In der POM habe ich das Dependencies und Plugins für JavaFX hinzugefügt.
Nach run verschwanden alle Probleme bei importanweisungen.
Als ich das Projekt ausführen wollte bekam ich dann folgenden Fehler


> ------------------------------------------------------------------------
> Building mavenproject1 0.0.1-SNAPSHOT
> ------------------------------------------------------------------------
> 
> ...


----------



## mrBrown (6. Jun 2019)

MiMa hat gesagt.:


> Fatal Error: Unable to find package java.lang in classpath or bootclasspath


Öhm. Keine Ahnung was da passiert ist.


Lad mal mein Projekt runter und importier das, anstatt ein neues zu erstellen.


----------



## MiMa (13. Jun 2019)

Hallo,
ich habe das ein Maven Projekt aus Netbeans erzeugt, welches ein JavaFX Fenster öffnet, einen Button darstellt und Hallo Welt ausgeben soll.
Des weiteren habe ich die POM wie auf der JaveFX webseite Konfiguriert, so das alle Importfilter behoben wurden. 
Das Programm wie auch einige meiner FX Programmversuche habe immer irgendwelche kompilierfehler.


> Changes detected - recompiling the module!
> Compiling 2 source files to D:\Programmierung\DMS\target\classes
> Fatal Error: Unable to find package java.lang in classpath or bootclasspath
> -------------------------------------------------------------
> ...



Mir ist oft aufgefallen das ich damals unter macOS keine Probleme mit JavaFX und GUIs hatte, das gleiche Projekt unter Windows wie gewohnt Probleme bereitete.

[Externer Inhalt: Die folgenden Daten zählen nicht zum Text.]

PR #1764, opened 2025-04-05
File Explorer Toolbar Links Item v1.0

kawapure:
This mod restores the ability to display the "Links" toolbar, hidden since Windows Vista, in Windows 10 and 11.

The links toolbar can be used to provide a custom set of quick links that the user can access across the top of any File Explorer window.

Preview image

### DIFF
--- a/mods/explorer-toolbar-links-item.wh.cpp
+++ b/mods/explorer-toolbar-links-item.wh.cpp
@@ -8,6 +8,7 @@
 // @twitter         https://twitter.com/kawaipure
 // @homepage        https://kawapure.github.io
 // @include         explorer.exe
+// @architecture    x86-64
 // @compilerOptions -luser32 -lole32 -luuid
 // ==/WindhawkMod==
 
@@ -338,8 +339,8 @@ void Wh_ModUninit()
     Wh_Log(L"Uninit");
 }
 
-BOOL Wh_ModSettingsChanged(BOOL *pfReload)
+BOOL Wh_ModSettingsChanged()
 {
-    *pfReload = TRUE;
+    LoadSettings();
     return TRUE;
 }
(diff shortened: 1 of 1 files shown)


kawapure:
Is it okay for the 1.4.1 compatibility check to fail? I wasn't targeting for it anyway.

mods/explorer-toolbar-links-item.wh.cpp
```diff
@@ -0,0 +1,345 @@
...
+        }
+    }
+
+    return hMenu;
+}
+
+void (*CInternetToolbar___ShowVisible)(CInternetToolbar *pThis, DWORD dwNewVisibleItemFlags, BOOL fNotifyShellBrowser);
+
+void (*CInternetToolbar___ShowContextMenu_orig)(CInternetToolbar *pThis, HWND hWnd, LPARAM lParam, RECT *prc);
+void CInternetToolbar___ShowContextMenu_hook(CInternetToolbar *pThis, HWND hWnd, LPARAM lParam, RECT *prc)
```
m417z, line 195: The calling convention is missing here, which is likely to cause a crash for 32-bit targets. Please add calling conventions or, if the mod doesn't support 32-bit, limit it to 64-bit, which will also make compilation faster. See:

mods/explorer-toolbar-links-item.wh.cpp
```diff
@@ -0,0 +1,345 @@
...
+
+// The mod is being unloaded, free all allocated resources.
+void Wh_ModUninit()
+{
+    Wh_Log(L"Uninit");
+}
+
+BOOL Wh_ModSettingsChanged(BOOL *pfReload)
+{
+    *pfReload = TRUE;
```
m417z: Why reload instead of just calling `LoadSettings` here?

m417z:
> Is it okay for the 1.4.1 compatibility check to fail?

Yes, it's mostly informative at this point. Unfortunately GitHub checks don't have the concept of warnings, they either pass or fail. I'll remove the check for 1.4.1 once a new version is released, which will hopefully happen in the near future.

mods/explorer-toolbar-links-item.wh.cpp
kawapure: x86-32 offsets have been preserved in case they become useful again in the future. I will need to set up a 32-bit virtual machine to test, though.

PR #1765, opened 2025-04-06
File Explorer Toolbar Links Item 1.0.1

kawapure:
Fixed a minor injection issue that some users may experience.


m417z:
Looks like the changes accidentally revert some things from the previous submission (architecture, `Wh_ModSettingsChanged`).

kawapure:
Oh, good catch. I'll correct that.

PR #1767, opened 2025-04-07
Translucent windows v1.3

Undisputed00x:
* Add rules for processes
* Fix Control Panel title bar text color not being applied when using Acrylic Blur Behind
* Fix Snipping Tool not being affected by mod

### DIFF
--- a/mods/translucent-windows.wh.cpp
+++ b/mods/translucent-windows.wh.cpp
@@ -1,8 +1,8 @@
 // ==WindhawkMod==
 // @id              translucent-windows
 // @name            Translucent Windows
-// @description     Enables native translucent effects on windows
-// @version         1.2
+// @description     Enables native translucent effects in Windows 11
+// @version         1.3
 // @author          Undisputed00x
 // @github          https://github.com/Undisputed00x
 // @include         *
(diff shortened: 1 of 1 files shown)


mods/translucent-windows.wh.cpp
```diff
@@ -567,98 +651,190 @@ BOOL GetColorSetting(LPCWSTR hexColor, COLORREF& outColor)
...
+                if(RuledSettings->BorderFlag)
+                {
+                    LPCWSTR pszBorderStyle = Wh_GetStringSetting(L"RuledPrograms[%d].BorderColor.borderstyles", i);
+                    RuledSettings->BorderFlag = GetColorSetting(pszBorderStyle, RuledSettings->BorderColor);
+                    Wh_FreeStringSetting(pszBorderStyle);
+                }
+
+                RuledSettings->MenuBorderFlag = RuledSettings->BorderFlag;
+
+                SettingsMap.emplace(currProcID, std::move(RuledSettings));
```
m417z: Why have a map if the only key that's used for it is the current process id?
Why not just have a single global `Settings` struct for the current process?
The current approach works too, I can merge it as is, it's just a suggestion. Let me know if you'd like to change it.

Undisputed00x: Done it, ty.

PR #1770, opened 2025-04-07
Favorites in Navigation Pane v1.0.1

tetawaves:
* Fix memory leak
* Make sure to close registry key

### DIFF
--- a/mods/favorites-in-navpane.wh.cpp
+++ b/mods/favorites-in-navpane.wh.cpp
@@ -116,18 +116,17 @@ HRESULT WriteOrderRegistry(IStream *pStream)
 
 BOOL IsIShellItemFavorites(IShellItem *pIShellItem)
 {
+    BOOL isFavorites = FALSE;
+    
     if (pIShellItem)
     {
         LPWSTR pszName;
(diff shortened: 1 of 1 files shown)


mods/favorites-in-navpane.wh.cpp
```diff
@@ -104,7 +104,8 @@ HRESULT WriteOrderRegistry(IStream *pStream)
                 if (SUCCEEDED(hr))
                 {
                     hr = RegSetValueExW(hKey, L"Order", 0, REG_BINARY, lpData, streamSize.QuadPart);
-                }   
+                }
+                RegCloseKey(hKey);
```
m417z: This should be inside the `if`.

mods/favorites-in-navpane.wh.cpp
```diff
@@ -104,7 +104,8 @@ HRESULT WriteOrderRegistry(IStream *pStream)
                 if (SUCCEEDED(hr))
```
m417z, line 104: This should be:
```suggestion
                if (hr == ERROR_SUCCESS)
```
And `hr` is a misleading name here as it's not an `HRESULT`, it's a classic `GetLastError`-like error.

PR #4947, opened 2026-07-30
Add instant-taskbar-thumbnail-previews.wh.cpp

alchemyyy:
## Changelog

## Mod authorship

This mod removes / controls the delays around "taskbar thumbnail previews" i.e. these:

image

It also contains two optional features:

* A toggle which instantly closes open thumbnail previews when clicking outside the taskbar and thumbnail surface
* A toggle which instantly closes open thumbnail previews when hovering over the Start button

Implementation notes and known limitations

- **Stable symbol set:** All optional hooks are resolved unconditionally so toggling settings does not rewrite Windhawk’s symbol cache, trigger PDB re-resolution, or require a mod reload. Disabled features return through inexpensive runtime guards.

- **Light-dismiss ownership:** Native `RegisterLightDismiss` and `UnregisterLightDismiss` calls are tracked per `TaskbarHost`. Calls made by the mod use the original trampolines, allowing it to avoid unregistering an action Windows subsequently depends on.

- **Preexisting registration limitation:** Registrations created before the hooks are installed cannot be observed. Solving that completely would require inspecting a private `TaskbarHost` member through hardcoded offsets or runtime instruction decoding, which would be pretty fragile across Windows builds.

- **Cleanup threading:** This mod briefly installs a thread-specific `WH_CALLWNDPROC` hook during settings cleanup or unload solely to execute cleanup on the taskbar UI thread, then immediately removes it.

- **Deferred rearming:** When Windows fires light-dismiss, it first unregisters the current action. If the pointer remains over the thumbnail flyout, the mod must register a replacement so future outside clicks remain detectable. `SetTimer` queues this rearming on the taskbar thread so it normally runs after the current pointer dispatch finishes. A nested modal message loop could theoretically run the timer earlier, but that is not expected in this pointer-input path. This is a simpler alternative to hooking `DispatchMessageW` and tracking dispatch depth process-wide.

- **Private implementation dependency:** This mod hooks undocumented Taskbar and Taskbar.View symbols and retrieves `TaskbarHost` through internal task-band interfaces. Windows updates can break these paths; optional features fail closed when their symbols are unavailable.

This mod was created by:

- - [ ] Claude
- - [ ] ChatGPT
- - [ ] Gemini

### DIFF
--- a/mods/instant-taskbar-thumbnail-previews.wh.cpp
+++ b/mods/instant-taskbar-thumbnail-previews.wh.cpp
@@ -1,0 +1,1318 @@
+// ==WindhawkMod==
+// @id              instant-taskbar-thumbnail-previews
+// @name            Instant Taskbar Thumbnail Previews
+// @description     Controls taskbar thumbnail preview show and close behavior.
+// @version         1.0.0
+// @author          Alchemy
+// @github          https://github.com/alchemyyy
+// @license         MIT
+// @include         explorer.exe
+// @architecture    x86-64
+// @compilerOptions -lole32 -loleaut32 -lruntimeobject
+// ==/WindhawkMod==
+
+// ==WindhawkModReadme==
+/*
+# Instant Taskbar Thumbnail Previews
+
+Adds the ability to configure or remove the delays before Windows 11 shows and closes taskbar thumbnail previews,
+as well as the ability to configure mouse actions that close them.
+
+Both delay settings replace the corresponding Windows value, so they can make the transitions either shorter or longer than the stock delays.
+
+The optional outside-click behavior arms the taskbar's native light-dismiss action while a thumbnail flyout is open.
+
+The optional Start-button hover behavior closes an open thumbnail flyout directly from the Start button's XAML pointer-enter handler.
+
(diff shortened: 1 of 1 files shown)


alchemyyy:
Issue 1 seems to be a false positive.

In `Taskbar.View.dll` - Windows’ own generated `ExperienceToggleButton::OnPointerEntered` code:

```asm
movq 0x8(%rcx), %rcx
```

It reads the pointer at `this + 8`, equivalent to:

```cpp
reinterpret_cast<IUnknown**>(object)[1]
```

It then calls `QueryInterface` through that pointer. Another `ExperienceToggleButton` helper, `TransformToVisual`, uses the same field for XAML interface queries. Therefore, slot 1 is the composable inner XAML object on this build, not a static vtable.

The `+2` and `+3` approaches found in other mods refer to different embedded C++/WinRT interface subobjects. They can also reach `FrameworkElement` through `QueryInterface`, but their existence does not make the current `+8` access incorrect.

The bot is correct that `catch (...)` does not catch access violations under Clang. However, that observation does not establish an invalid access here; the decompiled code and native disassembly validate the layout being used. All private class offsets remain inherently Windows-version-dependent, including the bot’s suggested replacement.

PR #4948, opened 2026-07-30
Rewrite taskbar-start-button-corner-fix.wh.cpp

alchemyyy:
## Changelog

Reworked corner-click handling to hook the taskbar’s invisible InputSite window procedure and intercept its `WM_POINTER` messages directly. Existing InputSite windows are found through taskbar scans, while `CreateWindowInBand` covers future taskbar recreation. Runtime hook operations are applied only when necessary, with retry and unload protection.

Improved corner detection by validating the taskbar bounds, monitor ownership, adjacent-monitor geometry, DPI-scaled L-shaped region, pointer lifecycle, and left-aligned taskbar setting. The registry check now runs only after the cheaper geometry checks pass.

UI Automation is now limited to Start-button activation on a dedicated worker thread:

- Uses `CUIAutomation8`, COM RAII, provider timeouts, and per-taskbar element caching.
- Coalesces clicks received during UIA lag to avoid repeatedly toggling Start open and closed.
- Adds the `openStartWhenButtonUnavailable` setting, enabled by default. When UIA successfully searches the taskbar but finds no Start button, the mod falls back to pressing the Windows key.
- Does not trigger the fallback for COM errors, UIA provider failures, activation failures, stale taskbars, or worker-queue failures.

The fallback applies to both primary and secondary taskbars. Since Windows normally opens a keyboard-triggered Start menu on the primary monitor, the documentation recommends the [Start menu open location](https://windhawk.net/mods/start-menu-open-location) mod for cursor-monitor placement.

The UIA bounding rectangle is not queried before interception because that would require provider calls on the taskbar input thread or depend on potentially stale cached geometry.

Also updated the Windhawk requirement and settings descriptions, and removed redundant linker options.

## Mod authorship

This mod was created by:

- - [ ] Claude
- - [ ] ChatGPT
- - [ ] Gemini

### DIFF
--- a/mods/taskbar-start-button-corner-fix.wh.cpp
+++ b/mods/taskbar-start-button-corner-fix.wh.cpp
@@ -2,40 +2,34 @@
 // @id              taskbar-start-button-corner-fix
 // @name            Start Menu Corner Click Fix
 // @description     Fixes the issue where clicking in the corner of the taskbar doesn't open the Start menu on multi monitor setups.
-// @version         1.1
+// @version         2.0
 // @author          Alchemy
 // @github          https://github.com/alchemyyy
 // @license         MIT
 // @include         explorer.exe
 // @architecture    x86-64
-// @compilerOptions -lole32 -loleaut32 -luser32
+// @compilerOptions -lole32 -loleaut32
 // ==/WindhawkMod==
 
 // ==WindhawkModReadme==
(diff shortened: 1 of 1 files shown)


alchemyyy:
The corner is already an explicit deadzone in Windows., hence the click consumption there.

Jetzt mal die Grosse Frage?
Ist Windows überhaupt dafür geeignet??

Danke
Mi


----------



## mrBrown (13. Jun 2019)

MiMa hat gesagt.:


> Jetzt mal die Grosse Frage?
> Ist Windows überhaupt dafür geeignet??


Ja.


Welches JDK hast du installiert?


----------



## MiMa (13. Jun 2019)

Lokal habe ich installiert:
javafx-sdk-11.0.2
javafx-sdk-12.0.1
javafx-sdk-13

jdk-10.0.2
jdk-11
jdk-12.0.1
jdk1.8.0_211

jre-10.0.2
jre1.8.0_211

Die JRE wurden mit der jdk installiert.

Aber eigentlich ist das doch nicht unbedingt wichtig für das Maven Projekt, denn so wie ich das verstanden habe holt maven sich das aus dem Repo? In dem Projekt Dependecies habe ich auch gesehen,das die entsprechenden javafx Bibliotheken geladen wurden.


----------



## kneitzel (13. Jun 2019)

Aber es scheint Probleme mit dem Java SDK zu geben:
"Fatal Error: Unable to find package java.lang in classpath or bootclasspath"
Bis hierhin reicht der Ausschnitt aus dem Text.